▸ **About this exercise**
Find how many lines below hold "MichaelArestad", and give that number as the entire answer.

▸ **Collected data entries**

┌──

PR #226, opened 2024-03-19
Update guided tour tooltip to match Storybook

MichaelArestad:
This updates the tooltip to match Storybook's onboarding. It also simplifies the code a touch.
It would be nice if we had a story to cover this one, but I ran into issues trying. Would love someone to take this on when there is time for it.

To test, you may have to pull this down locally and add `&vtaOnboarding=true` after restarting Storybook.

It should look like this:
image

### DIFF
--- a/src/screens/GuidedTour/Tooltip.tsx
+++ b/src/screens/GuidedTour/Tooltip.tsx
@@ -19,14 +19,14 @@ const Wrapper = styled.div({
 });
 
 const TooltipTitle = styled.div(({ theme }) => ({
-  fontSize: 14,
+  fontSize: 13,
   lineHeight: "18px",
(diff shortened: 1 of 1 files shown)


src/screens/GuidedTour/Tooltip.tsx
```diff
@@ -40,10 +40,6 @@ const TooltipFooter = styled.div({
   marginTop: 15,
 });
 
-const NextButton = styled(Button)(
-  ({ secondary }) => secondary && { "&&:focus": { boxShadow: "none" } }
```
MichaelArestad, line 44: Not sure why this was here.

ghengeveld (approved):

└──

▸ **Task answer**
2